在这个示例中,我们指示 LLM 仅提取与 NBC 新闻商业页面上技术相关的内容。

python
import os
import json
import asyncio
from crawl4ai import AsyncWebCrawler
from crawl4ai.extraction_strategy import LLMExtractionStrategy

async def extract_tech_content():
    async with AsyncWebCrawler(verbose=True) as crawler:
        result = await crawler.arun(
            url="https://www.nbcnews.com/business", 
            extraction_strategy=LLMExtractionStrategy(
                provider="openai/gpt-4o",
                api_token=os.getenv('OPENAI_API_KEY'),
                instruction="仅提取与科技相关的内容"
            ),
            bypass_cache=True,
        )

    tech_content = json.loads(result.extracted_content)
    print(f"提取的科技相关内容数量: {len(tech_content)}")

    with open(".data/tech_content.json", "w", encoding="utf-8") as f:
        json.dump(tech_content, f, indent=2)

asyncio.run(extract_tech_content())

高级用法:结合 JS 执行与 LLM 提取

这个示例展示了如何将 JavaScript 执行与 LLM 提取结合起来处理动态内容:

python
async def extract_dynamic_content():
    js_code = """
    const loadMoreButton = Array.from(document.querySelectorAll('button')).find(button => button.textContent.includes('Load More'));
    if (loadMoreButton) {
        loadMoreButton.click();
        await new Promise(resolve => setTimeout(resolve, 2000));
    }
    """

    wait_for = """
    () => {
        const articles = document.querySelectorAll('article.tease-card');
        return articles.length > 10;
    }
    """

    async with AsyncWebCrawler(verbose=True) as crawler:
        result = await crawler.arun(
            url="https://www.nbcnews.com/business", 
            js_code=js_code,
            wait_for=wait_for,
            css_selector="article.tease-card",
            extraction_strategy=LLMExtractionStrategy(
                provider="openai/gpt-4o",
                api_token=os.getenv('OPENAI_API_KEY'),
                instruction="总结每篇文章,重点关注与技术相关的内容"
            ),
            bypass_cache=True,
        )

    summaries = json.loads(result.extracted_content)
    print(f"总结的文章数量: {len(summaries)}")

    with open(".data/tech_summaries.json", "w", encoding="utf-8") as f:
        json.dump(summaries, f, indent=2)

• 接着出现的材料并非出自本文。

PR #306, opened 2020-01-15
bug: LT-1889 CLC Query Generated Documents

BenAndrew-Kainos:


templates/goods/good.html
```diff
@@ -220,6 +220,9 @@ <h3 class="govuk-heading-m">{% lcs 'goods.GoodsList.Documents.TITLE' %}</h3>
 			                        {{ good.query.exporter_user_notification_count.ecjuquery }}
 			                    </div>
 						    {% endif %}
+			            </a>
+						<a href="{% url 'goods:good_detail' good.id 'ecju-generated-documents' %}" class="lite-tabs__tab {% if type == 'ecju-generated-documents' %}lite-tabs__tab--selected{% endif %}" id="link-ecju-generated-documents">
+			                {% lcs 'goods.GoodPage.Tabs.GENERATED_DOCUMENTS' %}
```
efahy: Can you standardise on tab chars for indenting please?

templates/goods/tabs/ecju-generated-documents.html
```diff
@@ -0,0 +1,13 @@
+{% if generated_documents %}
```
efahy: If there are no generated docs, would be good to put a line of text to indicate that, rather than having an empty tab

templates/goods/tabs/ecju-generated-documents.html
```diff
@@ -0,0 +1,13 @@
...
+    {% for generated_document in generated_documents %}
+        <div class="app-ecju-query">
+            <div class="app-ecju-query__item">
+                <p class="app-ecju-query__heading">{{ generated_document.name }}</p>
+                <p class="app-ecju-query__date">
+                    <span class="govuk-visually-hidden">{% lcs 'goods.GoodPage.ECJUDocuments.CREATED_AT' %}</span>{{ generated_document.created_at|str_date }}
```
efahy: Currently, the doc name is not a link that allows exporters to view the doc, its just the text of the doc name which seems pointless to me.  Can you check with the product team to see if this is how its meant to be please?

templates/goods/good.html
BenAndrew-Kainos: Done

templates/goods/tabs/ecju-generated-documents.html
BenAndrew-Kainos: Done

templates/goods/tabs/ecju-generated-documents.html
BenAndrew-Kainos: Done

core/services.py
```diff
@@ -164,3 +168,11 @@ def get_control_list_entries(request, convert_to_options=False):
 def get_control_list_entry(request, rating):
     data = get(request, CONTROL_LIST_ENTRIES_URL + rating)
     return data.json().get("control_list_entry")
+
+
+def get_document_download(request, url):
+    response = get(request, url)
+    if response.status_code == 200:
```
stephanieboyd: Use HTTPStatus please

goods/services.py
```diff
@@ -57,12 +60,21 @@ def raise_clc_query(request, json):
...
+    return data.json(), data.status_code
+
+
 # Documents
 def get_good_document(request, pk, doc_pk):
     data = get(request, GOODS_URL + pk + DOCUMENTS_URL + doc_pk)
     return data.json().get("document") if data.status_code == HTTPStatus.OK else None
 
 
+def get_case_document_download(request, file_pk, case_pk):
```
stephanieboyd: Same minor comment as API. file -> document would be better

core/services.py
BenAndrew-Kainos: Done

goods/services.py
BenAndrew-Kainos: Done

core/services.py
```diff
@@ -164,3 +168,11 @@ def get_control_list_entries(request, convert_to_options=False):
 def get_control_list_entry(request, rating):
     data = get(request, CONTROL_LIST_ENTRIES_URL + rating)
     return data.json().get("control_list_entry")
+
+
+def get_document_download(request, url):
```
efahy: Maybe `get_document_download_stream`?

core/services.py
```diff
@@ -164,3 +168,11 @@ def get_control_list_entries(request, convert_to_options=False):
...
+    response = get(request, url)
+    if response.status_code == HTTPStatus.OK:
+        return StreamingHttpResponse(response, content_type=response.headers._store["content-type"][1])
+    else:
+        return error_page(request, Document.ACCESS_DENIED)
```
efahy: I think its a bit dangerous to always assume that its always access denied if the response isn't ok.  Perhaps check specifically for access denied response in an else if and give details of the actual error in an else?

goods/services.py
```diff
@@ -87,3 +97,10 @@ def get_document_missing_reasons(request):
 def post_good_document_sensitivity(request, pk, json):
     data = post(request, GOODS_URL + str(pk) + DOCUMENT_SENSITIVITY_URL, json)
     return data.json(), data.status_code
+
+
+# CLC Query
```
efahy: Is this ONLY CLC case documents?

BenAndrew-Kainos: Currently yes but hopefully will expand over time

core/services.py
BenAndrew-Kainos: Done

core/services.py
BenAndrew-Kainos: I've expanded this to show this error if 401 (Unauthorised) and show a different more generic error otherwise

goods/services.py
efahy: I don't think this comment is adding any value.  If anything, its confusing things so I'd either remove it or explain the situation more fully

BenAndrew-Kainos: Removed

PR #310, opened 2020-01-22
test: Add CLC query test and some further small changes

phlptt:


ui_automation_tests/pages/goods_list.py
```diff
@@ -21,6 +21,14 @@ def assert_clc_goods_are_displayed_of_good_name(self, driver, description, part_
         assert control_code in goods_row
         assert "Control List Classification Query" in goods_row
 
+    def assert_clc_goods_is_displayed_on_good_page(self, driver, description, part_number, control_code):
+        goods_row = Shared(driver).get_text_of_gov_table()
+
+        assert description in goods_row
+        assert part_number in goods_row
+        assert control_code in goods_row
+        assert "Control List Classification Query" in goods_row
```
stephanieboyd: Why is this the only assert that doesn't get it's value passed to the function?

PR #317, opened 2020-01-27
Content changes 27 01 20

anthony-lord:
Changed 'Completed' to 'Saved'
Changed 'In progress' to 'Add document'

### DIFF
--- a/templates/applications/standard-application-edit.html
+++ b/templates/applications/standard-application-edit.html
@@ -103,7 +103,7 @@
 						</a>
 						{% if sites or external_locations %}
 							<div class="lite-tag lite-tag--blue">
-								Completed
+								Saved
 							</div>
 						{% else %}
 							<div class="lite-tag lite-tag--hollow">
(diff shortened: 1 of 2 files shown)


templates/applications/standard-application-edit.html
```diff
@@ -251,11 +251,11 @@ <h2 class="lite-task-list__section">
                         {% endif %}
 						{% if application.consignee and consignee_document %}
 							<div class="lite-tag lite-tag--blue">
-								Completed
+								Saved
 							</div>
 				        {% elif application.consignee %}
 				            <div class="lite-tag lite-tag--orange">
-								In progress
+								Add document
```
jfaracik: Task list items are supposed to show the status of each item, eg "Done", "In progress"

I could imagine "Add document" confusing users into thinking that the tag is a link.

anthony-lord: User research feedback shows that 'Done' or 'Completed' is confusing to our users as they have only added 1 of 5 products for example, but the task list is telling them that section is done but it isn't. Also users aren't sure if their application is saved when they look at the task list as there's no 'Save' button. So we're trying to solve both those issues by changing the label to 'Saved'.
Daniel was concerned that 'In progress' might imply that that section hasn't been saved when next to a section with the 'Saved' label, so we're gonna try 'Add document'. Agree that 'Add' could suggest it's a button, but other options for that content are too long. As production is our prototype, we'll see what happens in research and revert back to 'In progress' if users think it's a button

jfaracik: That's understandable, when the application page refactor comes in I'm certain we'll add a button to mark each section as "Done" which will hopefully solve that issue.

PR #318, opened 2020-01-29
feat: Lt 1874 remove duplicate people from previously referenced list

stephanieboyd:


templates/applications/parties/preexisting.html
```diff
@@ -49,6 +49,11 @@ <h1 class="govuk-heading-l">{% lcs 'applications.CopyExistingPartyPage.HEADING'
                                     <input type="hidden" name="website" value="{{ party.website }}">
                                     <input type="hidden" name="address" value="{{ party.address }}">
                                     <input type="hidden" name="country" value="{{ party.country.id }}">
+									{% if party.copy_of %}
+										<input type="hidden" name="copy_of" value="{{ party.copy_of }}">
```
andytaylorkainos: you'll probably need a label for these inputs or axe might complain

applications/services.py
```diff
@@ -153,6 +153,14 @@ def delete_ultimate_end_user(request, pk, obj_pk):
     return data.status_code
 
 
+def validate_ultimate_end_user(request, pk, json):
+    json = json.copy()
+    json["validate_only"] = True
+
+    data = post(request, APPLICATIONS_URL + str(pk) + "/ultimate-end-users/", json)
```
BenAndrew-Kainos: Please move "/ultimate-end-users/" to constant

applications/views/parties/third_parties.py
```diff
@@ -31,13 +31,18 @@ def __init__(self):
...
             name="third_party",
-            action=post_third_party,
             form=third_party_forms,
             back_url="applications:add_third_party",
             strings=ThirdPartyForm,
             multiple_allowed=True,
         )
 
+    def on_submission(self, request, **kwargs):
+        if int(self.request.POST.get("form_pk")) == len(self.forms.forms) - 1:
```
BenAndrew-Kainos: Please move this logic to the parent class and pass a validate and post function to the parent (so that this logic is not duplicated elsewhere)

applications/services.py
stephanieboyd: Moved, I also moved a bunch more in this file that needed it

applications/views/parties/third_parties.py
stephanieboyd: It only applies to 2 types of parties though?

BenAndrew-Kainos: Currently yes although this bug is technically present on end user & consignee (you just don't realise because it overwrites instead of adds). To keep in line with the current structure I'd like all party logic in the parent class

stephanieboyd: I've added validate only for consignee and end users also

PR #319, opened 2020-01-30
feat: LT-1528 - respond to pv grading

Mark-Spiers-kainos:


templates/goods/good.html
```diff
@@ -50,13 +50,12 @@ <h1 class="govuk-heading-l">
 			</div>
 
 			<!-- Notify the user if their good has a special status -->
-			{% if good.status.key == 'clc_query' %}
+			{% if good.status.key == 'query' %}
```
Mark-Spiers-kainos: This fixes the banner being missing bug to tell users they are currently in a query.

PR #321, opened 2020-01-30
feat: LT-1084 - Record details of when a customs enquiry is being performed

jfaracik:
* Removed the "Is your good controlled?" question for HMRC apps
* Updated to the latest shared assets and forms
* Simplified HMRC E2E
* Fixed goods locations appearing as already filled in
* Fixed countries matrix task not showing
* Fixed third parties showing as completed on standard applications

this fucking cat always gets me to get in a good mood - Imgur


applications/helpers/validators.py
```diff
@@ -25,8 +25,18 @@ def validate_delete_draft(request, pk, json):
     return {"errors": {"choice": [strings.applications.DeleteApplicationPage.DELETE_ERROR]}}, HTTPStatus.BAD_REQUEST
 
 
+def validate_goods_location_choice(_request, _pk, json):
+    choice = json.get("choice")
+
+    if choice:
+        put_application(_request, _pk, {"is_goods_departed": choice == "departed"})
```
andytaylorkainos: can you add an enum for these choices and update where appropriate please

jfaracik: Done

apply_for_a_licence/forms.py
```diff
@@ -37,7 +36,6 @@ def opening_question():
         questions=[
             RadioButtons(
                 name="licence_type",
-                title=InitialApplicationQuestionsForms.OpeningQuestion.LABEL,
```
BenAndrew-Kainos: Removing titles breaks accessibility

jfaracik: I'll be fixing single component pages in a future forms update.

BenAndrew-Kainos: Could we leave this until then :)

applications/helpers/validators.py
```diff
@@ -25,8 +26,18 @@ def validate_delete_draft(request, pk, json):
     return {"errors": {"choice": [strings.applications.DeleteApplicationPage.DELETE_ERROR]}}, HTTPStatus.BAD_REQUEST
 
 
+def validate_goods_location_choice(_request, _pk, json):
```
efahy: This function `put`s the application, it doesn't just validate it - please rename

jfaracik: What would you have me rename it to?

efahy: How about `update_goods_location_choice`?  But I now realise its in `validators.py`, which doesn't seem right either

efahy: I guess you need a method in `applications/services.py`?

PR #325, opened 2020-02-03
chore: Clean up lite-tests-common

andytaylorkainos:


ui_automation_tests/fixtures/add_goods_query.py
```diff
@@ -0,0 +1,10 @@
+from pytest import fixture
+
+from shared.tools.utils import get_lite_client
+
+
+@fixture(scope="function")
+def add_goods_query(context, api_client_config):
+    lite_client = get_lite_client(context, api_client_config=api_client_config)
+    lite_client.goods_queries.add_clc_good(lite_client.goods, lite_client.ecju_queries)
```
efahy: For completeness, would it be good to add a PV grading element too?

andytaylorkainos: renamed function to reflect to code

PR #452, opened 2026-06-26
fix(circuit/lowerer): don't alias connect(value, const) into the constant's witness slot

emberian:
## What this fixes

In the circuit lowerer, declared `connect(a, b)` pairs are unioned in a DSU
(`ConnectDsu`) so that connected expressions share a single witness slot. That
aliasing is sound when both sides are value-bearing — they compute the same
value, so sharing a slot is free equality. It is **not** sound when exactly one
side is a constant. The dominant case is `assert_zero(x)`, which lowers to
`connect(x, ExprId::ZERO)`.

Aliasing `x` into the constant's class gives the value-bearing witness the
*constant's* shared slot. Because every `assert_zero` in a circuit routes through
the single circuit-wide `ExprId::ZERO` class, many independent `assert_zero`s
collapse into one shared slot. If any member is genuinely nonzero at
witness-generation time, its creator overwrites the shared constant slot and the
prover raises `WitnessConflict { WitnessId(0) }` — a spurious, hard-to-localize
failure rather than a clean, local mismatch. (We hit this as a ~219-member
`ZERO`-class collapse in a larger recursive circuit.)

## The fix

`connect` pairs with **exactly one** constant side are no longer fed to the DSU.
They are deferred and, after `emit_operations`, re-emitted as a per-target
equality constraint:

```text
Op::MulAdd { a: x, b: ZERO, c: const, out: x }   // x*0 + c == x  ⇔  x == c
```

This keeps `x` in its own witness slot, keeps the constant the sole writer of its
slot, and makes a mismatch fail locally on `x`'s slot. We chose `MulAdd` over a
second `Op::Const` because `ConstAir` treats every `Op::Const` as a slot creator
(which would reintroduce a double-creator), whereas `MulAdd` flows through the
existing ALU bus accounting with no new bus path. The equality is a genuine AIR
constraint, so it is *enforced*, not merely witness-aliased.

## Scope

Four files:

- `circuit/src/builder/compiler/lowerer/state.rs` — partition declared connects,
  defer value↔const pairs, add `emit_deferred_const_connects`.
- `circuit/src/builder/compiler/lowerer/mod.rs` — invoke it after
  `emit_operations`, before `backfill_connect_mappings`.
- `circuit/src/builder/compiler/lowerer/tests.rs` and
  `circuit/src/tables/runner.rs` — expected-output tests updated to the equality
  semantics (an `assert_zero` now produces one extra `MulAdd` equality row and
  keeps its target in its own slot).

## Testing

- `cargo test -p p3-circuit` — **323 passed, 0 failed**, off current `main`
  (`b81dc0d`) plus this commit.

## Honest framing (please read)

This was developed with substantial AI assistance. It passes the `p3-circuit`
suite but has **not** been independently audited by a STARK/recursion expert, and
it touches soundness-relevant accounting (witness-slot creation). We believe it
is correct and our tests agree, but please treat it as an unaudited proposal and
**review carefully**. If the framing is wrong or it isn't useful, just close — no
hard feelings.

We deliberately kept this small and easy to evaluate.

## Related work we'd be happy to upstream separately

While building an IVC light client on top of `Plonky3-recursion`, we also built a
couple of more general pieces on our fork that upstream currently lacks:

- A **verified public-output channel** for recursive proofs
  (`expose_as_public_output`): a bus-reader AIR that binds arbitrary in-circuit
  witnesses to host-readable public outputs of a recursive proof, provably equal
  to the genuine verified witnesses (so a light client can read accumulator
  state / chain heads / roots out of an aggregate proof).
- An **in-circuit verifier-key identity pin** for IVC fixed-points
  (`pin_preprocessed_commit`): constrains a child proof's preprocessed
  commitment to expected constants, so a from-scratch prover can't fold a proof
  of a *different* circuit — the stable anchor that makes "one running circuit
  verifies its own previous proof" close into a genuine fixed point.

Both are more general than our application, but they're larger and also touch
soundness, so we left them out of this PR to keep it focused. If either is of
interest we're glad to prepare separate PRs (with the same "unaudited, please
review" framing). No expectation either way.

### DIFF
--- a/circuit/src/builder/compiler/lowerer/mod.rs
+++ b/circuit/src/builder/compiler/lowerer/mod.rs
@@ -76,6 +76,12 @@ impl<'a, F: Field> ExpressionLowerer<'a, F> {
         state.emit_operations()?;
         // Verify that no registered non-primitive operation was left unreachable.
         state.validate_all_npo_emitted()?;
+        // Emit per-target equality constraints for the deferred `connect(value, const)` pairs
+        // (the `assert_zero(x)` family): these are NOT aliased into the constant's class, so the
+        // value keeps its own slot and a mismatch fails locally instead of clobbering the shared
+        // constant slot (the `WitnessId(0)` collapse). Must run AFTER `emit_operations` (every
+        // value/const target now has a witness slot) and BEFORE `backfill_connect_mappings`.
+        state.emit_deferred_const_connects()?;
         // Fill in witness mappings for connect-class members not directly visited.
         state.backfill_connect_mappings();
         // Convert the accumulated mutable state into the immutable result.
--- a/circuit/src/builder/compiler/lowerer/state.rs
+++ b/circuit/src/builder/compiler/lowerer/state.rs
@@ -50,6 +50,16 @@ pub(super) struct LoweringState<'a, F: Field> {
     /// Tracks which non-primitive operations have already been emitted,
     /// preventing duplicate emission from multiple output nodes.
     emitted_npo_ops: HashSet<NonPrimitiveOpId>,
+
+    /// `connect` pairs in which EXACTLY ONE side is a constant — normalized as
+    /// `(value_expr, const_expr)`. These are NOT fed to the DSU: aliasing a
+    /// value-bearing witness into a constant's shared slot is the unsound
+    /// representation behind the `WitnessId(0)` `assert_zero` collapse (a
+    /// genuinely-nonzero value-bearing witness gets the constant's slot and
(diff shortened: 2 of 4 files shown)


Nashtare:
I don't think this is a right way to approach the problem, this would make the circuit heavier for a problem that isn't one. Have you tried using the `debugging` feature and extracting the allocation logs (`builder.dump_allocation_log()`)? This may help your debugging without having to go through this.

emberian:
@Nashtare (thanks for the advice)

PR #453, opened 2026-06-26
feat(circuit): expose_as_public_output — a verified public-output channel for recursive proofs

emberian:
## What this adds

An opt-in non-primitive table, `expose_claim`, plus a builder method
`CircuitBuilder::expose_as_public_output(targets: &[ExprId])`, that surfaces
chosen in-circuit witnesses as **host-readable table public values, bound to the
genuine witnesses** via the `WitnessChecks` bus.

The table is a pure bus reader. For each chosen witness it receives the full
`[witness_idx, v_0, .., v_{D-1}]` tuple off the `WitnessChecks` bus with reader
multiplicity `-1` (so the bus stays balanced against the table that *created*
that witness), and constrains the table's public value for that lane to equal the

asyncio.run(extract_dynamic_content())

自定义 LLM 提供商

Crawl4AI 使用 litellm 库在背后,允许您使用任何您想要的 LLM 提供商。只需传递正确的模型名称和 API 令牌:

python
extraction_strategy=LLMExtractionStrategy(
    provider="your_llm_provider/model_name",
    api_token="your_api_token",
    instruction="你的提取指令"
)

这种灵活性允许您与各种 LLM 提供商集成,并根据您的特定需求定制提取过程。

错误处理和重试

在使用外部 LLM API 时,处理潜在错误并实现重试逻辑非常重要。以下是如何做到这一点的示例:

python
import asyncio
from tenacity import retry, stop_after_attempt, wait_exponential

class LLMExtractionError(Exception):
    pass

@retry(stop=stop_after_attempt(3), wait=wait_exponential(multiplier=1, min=4, max=10))
async def extract_with_retry(crawler, url, extraction_strategy):
    try:
        result = await crawler.arun(url=url, extraction_strategy=extraction_strategy, bypass_cache=True)
        return json.loads(result.extracted_content)
    except Exception as e:
        raise LLMExtractionError(f"提取内容失败: {str(e)}")

async def main():
    async with AsyncWebCrawler(verbose=True) as crawler:
        try:
            content = await extract_with_retry(
                crawler,
                "https://www.example.com", 
                LLMExtractionStrategy(
                    provider="openai/gpt-4o",
                    api_token=os.getenv('OPENAI_API_KEY'),
                    instruction="提取并总结主要观点"
                )
            )
            print("提取的内容:", content)
        except LLMExtractionError as e:
            print(f"重试后提取失败: {e}")

asyncio.run(main())

这个示例使用 tenacity 库实现了一个带有指数退避的重试机制,这可以帮助处理来自 LLM API 的临时失败或速率限制。